Segment Open

PR #166, opened 2017-06-26
Feature/user context

esotrope:
Adds schools and groups to /api/user endpoint

TODOs:
1. Remove deprecated classes and methods once angular client stops relying on them


webapp/src/main/java/org/opentestsystem/rdw/reporting/search/user/DefaultUserContextService.java
```diff
@@ -0,0 +1,50 @@
...
+                .firstName(user.getFirstName())
+                .lastName(user.getLastName())
+                .permissions(user.getPermissionsById().keySet())
+                .schools(getSchools(user))
+                .groups(getGroups(user))
+                .build();
+    }
+
+    private Set<Organization> getSchools(final @NotNull User user) {
+        if (user.getPermissionsById().containsKey("INDIVIDUAL_PII_READ")) {
```
esotrope: Not sure this was the best way of handling this but it works.
Basically, it doesn't attempt to get the schools/groups of a user when it knows they are not authorized.
Another option for this could be to have the school/group services return empty sets when the user is not entitled.
Yet another option was to use try/catch here.
Not sure what's preferred here.

malaffoon: 1. Service returning an empty set makes sense to me, "here's the list of schools you know about ... and, yeah, it's empty." This would be my favored approach.
2. Leave it like it is with a comment something like `// check permissions first to avoid auth exception`
3. Why is getting the list of schools even gated by PII permissions? Schools have nothing to do with PII. If we want to do something like this, i think we should consider separating PII (information about students) from other "sensitive" data.

webapp/src/main/java/org/opentestsystem/rdw/reporting/search/user/UserContext.java
```diff
@@ -0,0 +1,104 @@
...
+
+import com.google.common.collect.ImmutableSet;
+import org.opentestsystem.rdw.reporting.exam.Organization;
+import org.opentestsystem.rdw.reporting.search.group.Group;
+
+import java.util.Set;
+
+class UserContext {
+
+    private String firstName;
```
malaffoon: Usual warning about first/last name stuff being a western thing. The best outcome i've experienced in previous jobs is to have a `displayName` field that the user is allowed to set. The next best was `familyName` + `givenName` where the UI ... you know what, that didn't turn out that great.

webapp/src/test/java/org/opentestsystem/rdw/reporting/search/group/DefaultGroupServiceTest.java
```diff
@@ -0,0 +1,45 @@
...
+
+    @Before
+    public void before() {
+        this.service = new DefaultGroupService(repository);
+    }
+
+    @Test
+    public void itShouldForwardCorrectUsername() throws Exception {
+        final List<Group> groups = newArrayList(Group.builder().id(10L).build());
+        when(user.getUsername()).thenReturn("user");
```
malaffoon: minor nit (especially since this is such a small test suite): for user i would either make it a real user object or do the mock behavior setup in the @Before method.

webapp/src/main/java/org/opentestsystem/rdw/reporting/search/user/UserContext.java
esotrope: The problem with just having one field is that there is context-dependent formatting.
Sometimes we might want to display FIRST LAST
other times LAST, FIRST

webapp/src/test/resources/org/opentestsystem/rdw/reporting/search/school/schools.sql
```diff
@@ -0,0 +1,9 @@
+insert into district(id, natural_id, name) values
```
malaffoon: Just arguing with myself ...

Usually test resources are not buried in the full package folder structure. 
But if the resource is need only for testing classes in that package ... maybe.
But then the resource can't be reused.
I don't think the resources are actually scoped so inadvertent name collision may occur.

webapp/src/main/java/org/opentestsystem/rdw/reporting/search/user/DefaultUserContextService.java
esotrope: For (3) you are right but on the other hand we can save a DB call if we know the only use for the schools is school grade based exam search (a PII only feature)

webapp/src/main/java/org/opentestsystem/rdw/reporting/search/user/UserContext.java
malaffoon: For our users we want to do that?

webapp/src/test/resources/org/opentestsystem/rdw/reporting/search/school/schools.sql
esotrope: this way the resources are package scoped and collision can only occur if you use classpath:*resource or classpath:**resource I think

webapp/src/main/java/org/opentestsystem/rdw/reporting/search/user/DefaultUserContextService.java
malaffoon: I'd vote for the extra DB call with a more correct permission. Could create a JIRA to postpone the work.

webapp/src/main/java/org/opentestsystem/rdw/reporting/search/user/UserContext.java
esotrope: Yeah we display LAST, FIRST at the top of our page

bgsavage: I'm usually not a fan of "display" fields on an API, because it makes assumptions on how the UI will want to display it.  I prefer to have to keep the separate fields (first / last) even if it does have a western connotation.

Segment Closed

Work out how many lines in this material include the word "scoped", and reply with that number alone.

2